Survivors of missing, slain indigenous women in Canada impatient for action

Women march in during the closing ceremony of the National Inquiry into Missing and Murdered Indigenous Women and Girls in Gatineau, Quebec, Canada, June 3, 2019. REUTERS/Chris Wattie

Women march in during the closing ceremony of the National Inquiry into Missing and Murdered Indigenous Women and Girls in Gatineau, Quebec, Canada, June 3, 2019. REUTERS/Chris Wattie

The government inquiry into murdered and missing indigenous women blamed racism, colonialism, sexism, and apathy in Canadian society

 

TORONTO, June 4 (Thomson Reuters Foundation) - A year ago, Canada announced that the disappearance and murder of thousands of indigenous women amounted to genocide, raising hopes authorities would act to address the historic tragedy.

 

Now the government says a plan of action is delayed due to the coronavirus pandemic, a development that survivors and advocates say is a weak excuse for failing to address the issue.

 

"I'm disappointed because it just seems like, even before COVID-19 as well, everything is at a standstill," said Roxana Wilson, an indigenous mother whose 6-year-old daughter Adriane Cecile was raped and murdered 31 years ago.

 

Wilson said she still wakes up at night screaming and crying. "When she died, we all died," she said.

 

The government inquiry into murdered and missing indigenous women released on June 3, 2019 blamed the violence on long-standing racism, colonialism and sexism, along with apathy in Canadian society.

 

It proposed more than 200 wide-ranging recommendations, from implementation of a national action plan and a human rights tribunal to establishing a guaranteed annual livable income for all Canadians.

 

Participants were expecting an action plan to be released on the report's first anniversary, but Ottawa announced last week that the plan would be delayed, citing the COVID-19 pandemic.

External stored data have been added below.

PR #222, opened 2022-07-01
fix: enable the backup API

kajes:
The `appliance backup api` command was broken in #195 due to forgetting to actually set the boolean to enable the backup API before making the request. This fixes it.

Fixes:
- SA-19614


userappgate (commented):
?

This thing has always worked for me.

PR #225, opened 2022-07-04
activate ci-mode when output is not TTY

kajes:
This sets the `ci-mode` flag if the output is not a TTY. It also moves the TTY detection up in the call stack to make it actually apply earlier.

Fixes:
- SA-19408


kajes:
E2E: https://got-testrail.agi.appgate.com/index.php?/plans/view/1027271

thomascellerier (approved):

PR #226, opened 2022-07-04
5.2 backwards compatability

kajes:
This fixes backwards compatability with api-version 13 (appliance version 5.2). Api-version 13 does not have support for dev-keyring, so preparing an upgrade image on appliance version 5.2 would fail because of this.. This fixes it by:
1. only setting the dev-keyring value for the prepare request if it is true
2. Checking the api-version in the prepare command and setting dev-keyring to false if it v13 or below.


kajes:
E2E: https://got-testrail.agi.appgate.com/index.php?/plans/view/1027353

PR #248, opened 2022-07-20
handling all errs

danijeel:
correctly handle inital version check err and subsequental supressed errors
the inital version check err is not fatal, but should not be supressed.


danijeel:
e2e OK

PR #257, opened 2022-08-17
Fix partial upgrade with filter fails

kajes:
This simplifies the version check when preparing an upgrade and accounts for all appliance versions instead of just the primary controllers version.

Fixes: SA-19776


kajes:
E2E: https://got-testrail.agi.appgate.com/index.php?/plans/view/1045411

danijeel (approved):

PR #264, opened 2022-08-24
removed version missmatch check

danijeel:
this check does not serve any practial use anymore, since https://github.com/appgate/sdpctl/commit/44f913a12a57c5ce5bedaac82badd9c5fe5ba3f5 was introduced.


danijeel:
1048527

kajes:
> this check does not serve any practial use anymore, since https://github.com/appgate/sdpctl/commit/44f913a12a57c5ce5bedaac82badd9c5fe5ba3f5 was introduced.

Not entirely true. There's no guarantee that the re-configuring block from https://github.com/appgate/sdpctl/commit/44f913a12a57c5ce5bedaac82badd9c5fe5ba3f5 will actually execute, since we exit from the function when any upgrade error occurs before it is executed.

We could, however, defer the execution of the re-configuration, so that it will run regardless of any other upgrade errors, but only after we make sure the primary controller upgrade was successful.

danijeel:
e2e OK 1049497

cmd/root.go
```diff
@@ -258,9 +258,23 @@ func rootPersistentPreRunEFunc(f *factory.Factory, cfg *configuration.Config) fu
...
+			// we wont use this check for all commands, and fallback to the config value
+			// so we can reduce number oh http requests to the controller.
+			if configuration.NeedUpdatedAPIVersionConfig(cmd) {
+				minMax, err := auth.GetMinMaxAPIVersion(f)
+				if err == nil && minMax != nil {
+					viper.Set("api_version", minMax.Max)
+					f.Config.Version = int(minMax.Max)
+					if err := viper.WriteConfig(); err != nil {
+						fmt.Fprintf(f.StdErr, "[error] %s\n", err)
+					}
```
kajes, line 274: Not sure if this needs to be written to the config. There are probably cases where the user chooses a specific api-version for some reason. Even if we need the latest api-version, the user may not want a permanent change to the config.

kajes (approved):

PR #265, opened 2022-08-24
clear credentials when configuring

kajes:
Clear credentials when running `sdpctl configure`. This will prevent any old tokens that may present to not be re-used before the user has logged in after re-configuring. It will also force the user to re-enter user credentials before any other command requiring the user to be signed in can be run.

Fixes: SA-19900

### DIFF
--- a/pkg/configuration/configuration.go
+++ b/pkg/configuration/configuration.go
@@ -8,9 +8,11 @@ import (
 	"time"
 
 	"github.com/appgate/sdpctl/pkg/keyring"
+	"github.com/appgate/sdpctl/pkg/util"
 	"github.com/denisbrodbeck/machineid"
 	"github.com/google/uuid"
 	"github.com/spf13/cobra"
+	"github.com/spf13/viper"
 )
 
 type Config struct {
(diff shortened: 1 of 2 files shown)


kajes:
E2E: https://got-testrail.agi.appgate.com/index.php?/plans/view/1048643

pkg/configuration/configuration.go
```diff
@@ -168,6 +170,19 @@ func (c *Config) ClearCredentials() error {
...
+		if util.InSlice(k, allKeys) {
+			viper.Set(k, "")
+		}
+	}
+	if err := viper.WriteConfig(); err != nil {
+		// only return error if there is a config file to write to
+		if !errors.As(err, &viper.ConfigFileNotFoundError{}) {
+			return err
+		}
+	}
```
danijeel, line 185: why is this needed? Can you prepend a inline comment why this is needed

kajes: You mean the file not found check? Well, here's what happens if you don't check for it:

danijeel: I just meant add a inline code comment in this function explaining why we need this logic, so our future self does not get confused about it (speaking mainly for myself here)

kajes: Sure, I'll do that

danijeel (approved):

PR #64, opened 2023-10-21
Gerrit Fritz Woche 3 1306

GeFritz:
1306

### DIFF
--- a/Exercises/GerritFritz/exercises_03.py
+++ b/Exercises/GerritFritz/exercises_03.py
@@ -46,14 +46,12 @@ class SkatDeck(BasicDeck):
 
 fr_deck = FrenchDeck()
 sk_deck = SkatDeck()
-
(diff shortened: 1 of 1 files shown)


Exercises/GerritFritz/exercises_03.py
```diff
@@ -0,0 +1,87 @@
...
+
+def is_valid(digits):
+    has_adjacent = False
+    has_increase = True
+    for i, digit in enumerate(digits):
+        if i > 0 and digit < digits[i-1]:
+            has_increase = False
+        if i < len(digits)-2 and digit == digits[i+1] and digits.count(digit)<=2:
+            has_adjacent = True
+    return has_adjacent and has_increase
```
LeMixer, line 65: This function does not produce the correct output.  It misses a couple hundred numbers. For example `134566` and `135556` are recognized as being not valid, even though they meet the criteria of all digits ascending and at least two same ajacent digits. Line 63 evaluates as false for these numbers.

LeMixer (changes requested):

Exercises/GerritFritz/exercises_03.py
GeFritz: First one is true, but second one is supposed to be wrong. Reread the assignment. Exactly two not more or equal than two.

GeFritz: It works now.

LeMixer: Yeah, you are right about the second one, that was my mistake. However the conversation should no be resolved yet, since your this statement ```assert is_valid([1, 3, 4, 5, 9, 9])``` throws an assertion error when it shouldn't

LeMixer (changes requested):

Exercises/GerritFritz/exercises_03.py
GeFritz: On my machine using that same assert statement there is no such error.

GeFritz: You seem to have pushed another file to my branch.

LeMixer: Sorry, I probably got mixed up with my own code.

LeMixer (approved):
looks good to me now

PR #68, opened 2023-10-23
Jasmin03

not-too-deranged:


CorvinAn97:
you have pushed three documents. But you should push only one document

not-too-deranged:
And if I had even the faintest idea on how to stop that from happening I would absolutely do it. Sorry

atrejut:
> And if I had even the faintest idea on how to stop that from happening I would absolutely do it. Sorry

Not sure how the files ended up in your branch, but I could imagine you're creating new branches from the branch for your last exercise, rather than from the `main` branch? [it matters which branch you're in when you run `git checkout -b` to create a new branch]. in general a good workflow would be:

**before** starting work on a new exercise:
- check out the `main` branch -- `git checkout main`
- make sure you have all remote changes in your local branch -- `git pull`
- create a new branch for the current exercise -- `get checkout -b <branch_name>`
- create a new file for the exercise, write & test the code for your solution
- add the file you created -- `git add <filename>`
- push the changes to the remote -- `git push` (will need some extra options the first time you run it for a new branch, but git will tell you exactly what you need to run)
- create the PR on github.com

hope that helps :)

PR #69, opened 2023-10-23
Jasmin03

not-too-deranged:


Exercises/JasminSteidl/Woche3/Übung3.py
```diff
@@ -0,0 +1,133 @@
...
+        return self.cards[position]
+
+    def __len__(self):
+        return len(self.cards)
+
+    def __iter__(self):
+        return iter(self.cards)
+
+    def __str__(self):
+        return f"{self.rank.name} of {self.suit.symbol}"
```
thecodingcube77, line 31: The class `FrenchCardDeck` does not have the members `rank` and `suit` so would you ever execute this code it would throw an error.

Exercises/JasminSteidl/Woche3/Übung3.py
```diff
@@ -0,0 +1,133 @@
...
+
+
+class Rank(FrenchCardDeck):
```
thecodingcube77, line 34: I don't think that you need a class for the ranks, as the rank does not have a specific functionality to it. It just saves the value of the rank. 
It also is not good, that `Rank` is a child class of `FrenchCardDeck`, because a rank is no deck of cards.
The same also applies to the classes `Suit` and `Card`.

Exercises/JasminSteidl/Woche3/Übung3.py
```diff
@@ -0,0 +1,133 @@
...
+
+#import timeit
+
+
+class FrenchCardDeck:
+    def __init__(self):
+        ranks = [Rank(str(number), number) for number in range(2, 11)] + \
+         [Rank('Jack', 11), Rank('Queen', 12), Rank('King', 13), Rank('Ace', 14)]
+        suits = [Suit('Hearts'), Suit('Diamonds'), Suit('Clubs'), Suit('Spades')]
+        self.cards = [Card(rank, suit) for suit in suits for rank in ranks]
```
thecodingcube77, line 19: The initialization of your card deck is quite complicated. I'd suggest you to get away from the classes `Rank`, `Suit` and maybe `Card` to make the whole thing simpler. Your Card class essentially is just a tuple, so a list of tuples should be enough for your cards.

Exercises/JasminSteidl/Woche3/Übung3.py
```diff
@@ -0,0 +1,133 @@
...
+# PART 2:
+# Create a second class that represents a deck of cards usable for Skat -- it should only contain cards from 7 upwards.
+# It should offer all the same functionality of the first class.
+
+class SkatDeck(FrenchCardDeck):
+    def __init__(self):
+        skat_ranks = [Rank(str(value), value) for value in range(7, 11)] + \
+            [Rank('Jack', 11), Rank('Queen', 12), Rank('King', 13), Rank('Ace', 14)]
+        skat_suits = [Suit('Hearts'), Suit('Diamonds'), Suit('Clubs'), Suit('Spades')]
+        self.cards = [Card(rank, suit) for suit in skat_suits for rank in skat_ranks]
```
thecodingcube77, line 71: Here applies the same as for the `FrenchCardDeck` constructor.

Exercises/JasminSteidl/Woche3/Übung3.py
```diff
@@ -0,0 +1,133 @@
...
+# - there is at least one group of exactly two adjacent digits within the number which are the same (like 33 in 123345)
+# - digits only increase going from left to right
+
+def valid_number(digit):
+    str_num = str(digit)
+    has_double = False
+    for index in range(len(str_num) - 1):
+        if str_num[index] == str_num[index + 1] and \
+            (index == 0 or str_num[index] != str_num[index - 1]) and \
+           (index == len(str_num) - 2 or str_num[index] != str_num[index + 2]):
```
thecodingcube77, line 101: What you are trying to do here is to look if there is a pair of two identical digits directly next to each other. This is not really needed in this form. If your digits are in order and a digit is exactly two times in the number, the same digits are automatically next to each other.

thecodingcube77 (changes requested):
The classes in task 1 and 2 are not programmed in a good or correct way. You should think about which classes inherit from which classes. You should only inherit to classes which have an "is an"-relationship to the parent class.
You should overthink your storage solution for the card decks as well.

In task 3 can the code be simplified as stated in the comment, which would make it more understandable. The task 3 is solved well apart from that.

Exercises/JasminSteidl/Woche3/Übung3.py
```diff
@@ -0,0 +1,133 @@
...
+
+    def __iter__(self):
+        return iter(self.cards)
+
+    def __str__(self):
+        return f"{self.rank.name} of {self.suit.symbol}"
+
+
+class Rank(FrenchCardDeck):
+    def __init__(self, name, value):
```
thecodingcube77, line 35: The constructor of a child class should always call the constructor of the parent class with `super().__init__()`. `super()` is a reference to the parent class.

Exercises/JasminSteidl/Woche3/Übung3.py
```diff
@@ -7,83 +7,84 @@
...
-        ranks = [Rank(str(number), number) for number in range(2, 11)] + \
-         [Rank('Jack', 11), Rank('Queen', 12), Rank('King', 13), Rank('Ace', 14)]
-        suits = [Suit('Hearts'), Suit('Diamonds'), Suit('Clubs'), Suit('Spades')]
-        self.cards = [Card(rank, suit) for suit in suits for rank in ranks]
-
-    def __getitem__(self, position):
-        return self.cards[position]
+class CardDeck:
+    def __init__(self, ranks, suits):
+        self.cards = [{'rank': rank, 'suit': suit} for suit in suits for rank in ranks]
```
thecodingcube77, line 20: This is a very readable and simple way to initialize your card deck.

Exercises/JasminSteidl/Woche3/Übung3.py
```diff
@@ -7,83 +7,84 @@
...
+            return self.cards[position]
+        else:
+            raise IndexError("Index out of range")
+
     def __iter__(self):
         return iter(self.cards)
 
     def __str__(self):
-        return f"{self.rank.name} of {self.suit.symbol}"
+        return f"\nYou have a {self.__class__.__name__} with {len(self)} cards"
```
thecodingcube77, line 35: Nice Way to represent your card deck. I didn't even think about using `self.__class__.__name__`.

Exercises/JasminSteidl/Woche3/Übung3.py
```diff
@@ -7,83 +7,84 @@
...
+# Accessing cards by index
+print("This is your first card:")
+card_index = 0
+specific_card = french_deck[card_index]
+print(french_deck.card_description(specific_card))
 
+# Showing all cards
+print("\nThis is the deck you have:")
+for card in french_deck:
+    print(french_deck.card_description(card))
```
thecodingcube77, line 68: This is a way to test the functionality of your deck. It will require you to read the output to verify that it is correct. You could try using `assert` suggested in the task. This is not needed as the task does not require you to use `assert`.

thecodingcube77 (approved):
You fixed the named issues and made the code very readable and easy to understand. Well done

PR #70, opened 2023-10-23
Lösungen Woche 3

s231365:
please review
Task 3: 1306

### DIFF
--- a/Exercises/LauravanUffelt/VL3 Lösungen.py
+++ b/Exercises/LauravanUffelt/VL3 Lösungen.py
@@ -1,0 +1,140 @@
+# PART 1:
+# Write a class for a French deck of cards (2-Ace of diamonds, hearts, spades, clubs).
+# The deck of cards should behave like a sequence.
+# When initialized the cards should all be in a well-defined order (2-Ace of each suite, suites in the order above
+# I should be able to index into the deck to retrieve one card.
+# I should be able to iterate over all cards in the deck.
+# Printing a cards string representation should give me a nice,
+# readable description of that card.
+
+class Cards():
+    def __init__(self, number, symbol):
+        self.symbol = symbol
+
+        if number >= 2 and number <= 10:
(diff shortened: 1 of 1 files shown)


Exercises/LauravanUffelt/VL3 Lösungen.py
```diff
@@ -88,53 +88,21 @@ def count(a, b):
...
+            f = digits.count(6)
+            g = digits.count(7)
+            h = digits.count(8)
+            i = digits.count(9)
+            if a == 2 or b == 2 or c == 2 or d == 2 or e == 2 or f == 2 or g == 2 or h == 2 or i == 2:
+                print(number)
+                counter += 1
         else:
             continue
+    print(counter)
```
DrKeks1010, line 105: Your function should return the count, not just print it.
This is the only mistake, that should be changed

Exercises/LauravanUffelt/VL3 Lösungen.py
```diff
@@ -88,53 +88,21 @@ def count(a, b):
...
+            b = digits.count(2)
+            c = digits.count(3)
+            d = digits.count(4)
+            e = digits.count(5)
+            f = digits.count(6)
+            g = digits.count(7)
+            h = digits.count(8)
+            i = digits.count(9)
+            if a == 2 or b == 2 or c == 2 or d == 2 or e == 2 or f == 2 or g == 2 or h == 2 or i == 2:
+                print(number)
```
DrKeks1010, line 101: you may change it, that the valid number is added to an array, which gets printed in the end. That way you can still see the feedback of the first two excercises after this function executed. My command line didnt't cache more than 1306 lines.

DrKeks1010 (changes requested):
Great solution overall.

Please change the last function to also return the number of elements found.

DrKeks1010 (approved):
Looks Great.
All Issues fixed

PR #76, opened 2023-10-25
Philipp Kirschke exercise03.py completed

The-Linux-User:
Count of numbers matching criteria: 1306


Exercises/Philipp Kirschke/exercises_03.py
```diff
@@ -0,0 +1,112 @@
...
+    number = str(number)
+    for i in range(len(number)-1):
+        if (number[i] > number[i+1]):
+            return False
+    return True
+
+def checkDouble(number):
+    number = str(number)
+    for index in range(len(number)-1):
+        if (number[index] == number[index+1] and number.count(number[index]) == 2):
```
TrueEsel, line 105: since the numbers checked here are already sorted number[index] == number[index+1] is unnecessary. The right part of the and statement for itself yields the same result.

Exercises/Philipp Kirschke/exercises_03.py
```diff
@@ -0,0 +1,112 @@
...
+class Card:
+    def __init__(self, value, suit):
+        self.value = value
+        self.suit = suit
+        self.name = str(value) + " of " + suit
+
+    def __str__(self):
+        return self.name
+
+class Deck:
```
TrueEsel, line 20: In my opinion Deck is not a good name for this class since the skat class represents a card deck too

Exercises/Philipp Kirschke/exercises_03.py
```diff
@@ -0,0 +1,112 @@
...
+elif (int(cardIndex) > 51):
+    print("There are only 52 cards in a deck.")
+else:
+    print("The card at index " + cardIndex + " is a " + str(deck.getcard(int(cardIndex))))
+
+
+# PART 2:
+# Create a second class that represents a deck of cards usable for Skat -- it should only contain cards from 7 upwards.
+# It should offer all the same functionality of the first class.
+class skat:
```
TrueEsel, line 53: classes should start with an uppercase letter

Exercises/Philipp Kirschke/exercises_03.py
```diff
@@ -0,0 +1,112 @@
...
+                self.cards.append(Card(value, suit))
+
+    def getcard(self, index):
+        return self.cards[index]
+
+    def iterate(self):
+        return iter(self.cards)
+
+
+# Write some code to test the functionality of both kinds of decks. (You can use `assert` to make sure your classes behave the way you expect them to.)
```
TrueEsel, line 70: the test cases for the Skat class are missing

Exercises/Philipp Kirschke/exercises_03.py
```diff
@@ -0,0 +1,112 @@
...
+    def getcard(self, index):
+        return self.cards[index]
+
+    def iterate(self):
+        return iter(self.cards)
+
+
+
+deck = Deck()
+cardIndex = input("Enter the index of the card you want to see or press enter to see all cards in the deck: ")
```
TrueEsel, line 39: nice test case, that lets the user pick the card

Exercises/Philipp Kirschke/exercises_03.py
```diff
@@ -0,0 +1,112 @@
...
+# - 111334 is a valid number. while there are three 1s, there is also a group of exactly two 3s.
+# - 112233 is a valid number. At least one group of two is fulfilled, there is no maximum to the number of such groups.
+
+def checkNumber(lowerBound, upperBound):
+    numberCount = 0
+    for number in range(lowerBound, upperBound):
+        if(checkIncrease(number)):
+            if(checkDouble(number)):
+                numberCount += 1
+    print(numberCount)
```
TrueEsel, line 93: checkNumber should return the number, not just print it

Exercises/Philipp Kirschke/exercises_03.py
```diff
@@ -0,0 +1,112 @@
...
+
+def checkIncrease(number):
```
TrueEsel, line 95: interesting way to check if the number is increasing from left to right

TrueEsel (changes requested):
Please add the test cases for the Skat deck and the return value for the third task. Its nothing major but still part of the tasks, should be an easy fix :)

Exercises/Philipp Kirschke/exercises_03.py
TrueEsel: you could also let skat inherit from deck since its a special case of the french deck but your code works too

Exercises/Philipp Kirschke/exercises_03.py
The-Linux-User: Removed the redundant code

Exercises/Philipp Kirschke/exercises_03.py
The-Linux-User: Changed the name to FrenchDeck

Exercises/Philipp Kirschke/exercises_03.py
The-Linux-User: Changed the class name to uppercase, this was a typo

Exercises/Philipp Kirschke/exercises_03.py
The-Linux-User: Added the same user defined test cases that the FrenchDeck has

Exercises/Philipp Kirschke/exercises_03.py
The-Linux-User: Thanks!

Exercises/Philipp Kirschke/exercises_03.py
The-Linux-User: Added return statement

Exercises/Philipp Kirschke/exercises_03.py
The-Linux-User: Could've also done it the other way around, but while having the flu and fever this seemed like the better method, I don't know why XD

Exercises/Philipp Kirschke/exercises_03.py
```diff
@@ -0,0 +1,122 @@
...
+
+    def getcard(self, index):
+        return self.cards[index]
+
+    def iterate(self):
+        return iter(self.cards)
+
+
+# Write some code to test the functionality of both kinds of decks. (You can use `assert` to make sure your classes behave the way you expect them to.)
+scatdeck = FrenchDeck()
```
TrueEsel, line 71: your variable scatdeck is an object of FrenchDeck, not of Skat.

Exercises/Philipp Kirschke/exercises_03.py
```diff
@@ -0,0 +1,122 @@
...
+cardIndex = input("Enter the index of the Skat card you want to see or press enter to see all cards in the deck: ")
+if (cardIndex == ""):
+    scatdeck.iterate()
+    for card in scatdeck.iterate():
+        print(card)
+elif (int(cardIndex) > 51):
```
TrueEsel, line 77: since a skat deck has less cards than a french deck this condition is no longer working how its supposed to. If I search for the card at index 51 this will give me an IndexError

TrueEsel (changes requested):
Code is looking good, aside from the mistakes in the Skat Test. Fix that and your finished :)

Exercises/Philipp Kirschke/exercises_03.py
The-Linux-User: Both of the issues should be fixed now

TrueEsel (approved):
looks good now :)

PR #77, opened 2023-10-25
Paul seidel exercise03

paulseidel08:
Task 03 is ready to be reviewed. I hope, theres nothin doubled now.
Task 3.3 returns 331261


joh-lin (commented):
All in all I really like how you implemented the card deck. The sequence-like behaviour for your was correctly implemented and commented. 
A possible improvement for your code would be to make both french_card_deck and skat_deck inherit from a base class, so you could reuse code. The functionality of your sequence behaviour could also have been tested more thoroughly.
 For future projects please remember that class names should be written in pascal case like "Card" or "FrenchCardDeck".

Exercises/PaulSeidel/PSeidel_exercises_03.py
```diff
@@ -0,0 +1,124 @@
...
+        num = []
+        for j in range(10): # creating a list that saves every number's count
+            j_as_str = str(j)
+            num.append(temp.count(j_as_str))
+        if num.count(2) != 0:
+            counter += 1
+    return counter
+
+
+print(str(num_counter(min = 134564, max = 585159))) # finds 331261 numbers
```
joh-lin, line 124: Your solution for part 3 doesn't do exactly what the task requires. It also returns an incorrect solution value.

joh-lin (changes requested):
I liked part 1 and 2. Part 3 needs some fixing.

Exercises/PaulSeidel/PSeidel_exercises_03.py
paulseidel08: To-Dos for myself:
- It's not checking, if the numbers are next to each other (there should be at least two next to each other)
- It's not checking, if the numbers are sorted

joh-lin: Try adding the check if they are sorted first. It might already solve the problem.

paulseidel08: 👍

joh-lin (approved):

PR #78, opened 2023-10-25
Jan Merz Exercise 03

TrueEsel:
Return value of task 3: 1306

### DIFF
--- a/Exercises/JanMerz/exercises_03.py
+++ b/Exercises/JanMerz/exercises_03.py
@@ -17,7 +17,7 @@ class Card:
     def __str__(self):
         return f"{self.rank} of {self.suit}"
     
-class French_Deck:
+class FrenchDeck:
     suits = ["Diamonds", "Hearts", "Spadess", "Clubs"]
     ranks = ["2", "3", "4", "5", "6", "7", "8", "9", "10", "Jack", "Queen", "King", "Ace"]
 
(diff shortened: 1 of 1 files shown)


Exercises/JanMerz/exercises_03.py
```diff
@@ -0,0 +1,107 @@
...
+            for rank in self.ranks[fromRank:]:
+                self.cards.append(Card(rank, suit))
+
+    def __str__(self):
+        return f", ".join([str(card) for card in self.cards])
+    
+    def __iter__(self):
+        return (card for card in (self.cards))
+
+    def __get__(self, index):
```
LeMixer, line 36: This does not implement indexing. However the task states you should be able to index the card deck to receive a card in the following manner: `card_at_index = deck[index]`
Try using __getitem__ instead.

Exercises/JanMerz/exercises_03.py
```diff
@@ -0,0 +1,107 @@
...
+
+    def __init__(self, rank, suit):
+        self.rank = rank
+        self.suit = suit
+    
+    def __str__(self):
+        return f"{self.rank} of {self.suit}"
+    
+class FrenchDeck:
+    suits = ["Diamonds", "Hearts", "Spadess", "Clubs"]
```
LeMixer, line 21: Spades

Exercises/JanMerz/exercises_03.py
```diff
@@ -0,0 +1,107 @@
...
+
+class SkatDeck(FrenchDeck):
+    def __init__(self):
+        super().__init__(5)
+
+
+# Write some code to test the functionality of both kinds of decks. (You can use `assert` to make sure your classes behave the way you expect them to.)
+french_deck = FrenchDeck()
+
+print(french_deck)
```
LeMixer, line 53: Not sure why you are printing the deck twice. The second print statement shows that the deck is in fact iterable, but the first print just clutters the console.

LeMixer (changes requested):
Looks good in general. Please revisit the lines I've commented:

Exercises/JanMerz/exercises_03.py
TrueEsel: Fixed the Typo

Exercises/JanMerz/exercises_03.py
TrueEsel: implemented indexing. Thanks for the tip :)

LeMixer (approved):
Looks Good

It did not name a new deadline.

 

The sweeping 1,200-page report found indigenous women were 12 times more likely to die from violence or go missing than non-indigenous women.

 

Estimates suggested some 4,000 women have been killed or disappeared over the past few decades, and many cases have gone unsolved.

 

The government is using COVID-19 as an "excuse," and families are "tired of words," said Lorraine Whitman, president of the Native Women's Association of Canada (NWAC).

 

"The government has truly failed the people," she told the Thomson Reuters Foundation.

 

The NWAC released a score card on Wednesday on the government's action, saying it had done "so little" that "progress was impossible to score."

 

The Ministry of Crown-Indigenous Relations said in an email that it had been "working to address systemic issues highlighted throughout the report," including indigenous child welfare reforms, the protection of indigenous languages and tougher domestic assault laws.

 

Indigenous women's groups say domestic violence has been made worse by COVID-19, and a survey by the NWAC found nearly one in five indigenous women had been victims of violence in the past three months.

 

Indigenous women are more afraid of isolation than COVID-19, said Barbara Ward-Burkitt, director of the Prince George Native Friendship Centre in British Columbia.

 

"The pandemic is an unknown to them," she said. "The violence at the hands of their abusers is something that they do know."

 

Violence against indigenous women and girls "has been part of the very fabric of this country since before it was a country," said Sarah Robinson, who advises organizations on indigenous affairs in British Columbia.

 

Its complex causes date back to colonial settlement, she said, when legislation marginalized indigenous women.

 

The NWAC submitted steps to the government which it says could form the basis of a national plan, including a taskforce of investigators to review unresolved cases and a commitment to establish a national database.

 

Wilson, from Fort Rupert, British Columbia, said she wants the government to show it cares about victims like her daughter, whose beauty she compared to that of a butterfly.

 

"When she danced or even when she walked in a room, it was like she floated," she said.